# Chicken Style



## 7starmantis (May 30, 2003)

Anyone here practice or know much about Chicken style Kung Fu ?

7sm


----------



## arnisador (May 30, 2003)

It's mentioned in the current issue of Inside Kung Fu. (I assume this is what brought it to your attention too.) They said there were chicken techniques, but not a chicken style per se.


----------



## yilisifu (May 30, 2003)

Traditional Xingyi features a short form of "chicken boxing."


----------



## 7starmantis (Jun 2, 2003)

> _Originally posted by arnisador _
> *It's mentioned in the current issue of Inside Kung Fu. (I assume this is what brought it to your attention too.) They said there were chicken techniques, but not a chicken style per se. *


You are correct, that is what brought it to my attention. Its kind of curious to me.

7sm


----------



## arnisador (Jun 3, 2003)

Look here:
http://emptyflower.com/xingyiquan/

Follow the link for _Five Animals_ to see info. on the "chicken leg".


----------



## yilisifu (Jun 4, 2003)

Yes, it's an excellent Xingyi site and may feature Xingyi's "chicken boxing."


----------



## Withered Soul (Jun 4, 2003)

Is this the style where they teach you to wet your pants and then run away screaming like a girl?


----------



## Disco (Jun 4, 2003)

Don't think so........

I think there's 2 different versions of this style...........

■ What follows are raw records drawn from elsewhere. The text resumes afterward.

PR #1283, opened 2021-02-04
[PLAT-5850] Add end-to-end tests for Vue+TypeScript

bengourley:
Add end to end test coverage for TypeScript + Vue 2-3. The types are written to support both versions so it's important we test against both.

### DIFF
--- a/test/browser/features/fixtures/plugin_vue/typescript_vue2/package.json
+++ b/test/browser/features/fixtures/plugin_vue/typescript_vue2/package.json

REGULAR .......... OR........EXTRA CRISPY.............



Sorry, just could'nt resist:rofl: :rofl: :rofl: :rofl: :rofl:


----------



## Zepp (Jun 4, 2003)

Don't forget rotisserie style. :rofl:


----------



## MartialArtist (Jun 12, 2003)

> _Originally posted by Disco _
> *Don't think so........
> 
> I think there's 2 different versions of this style...........
> ...


I believe the correct term is "Original", not "Regular"


----------



## chufeng (Jun 12, 2003)

Maybe the whole point of chicken boxing is to get a bunch of nimnuls to start badmouthing it and then jump in with razorblades attached to its talons.

Maybe not...

At any rate, learn a bit more about it before you dis it.

:asian:
chufeng


----------



## don bohrer (Jun 12, 2003)

I just recently joined a school on a trial basis I might add that teaches Xing Yi. If my brain doesn't fry from all the new forms I am learning I might actually be able to discuss what the style is like. Right now though I am stumbling through some Hung Gar forms.


----------



## sifu Adams (Nov 16, 2004)

Yes Hsing-I has a chicken style.  its a short form but has some great tech out of it.  the opening move starts out with a ridge hand to your opponets groan then as they bend forward you hit them in the back of the head with the other ridge hand as you knee them in the face.  bad little chicken


----------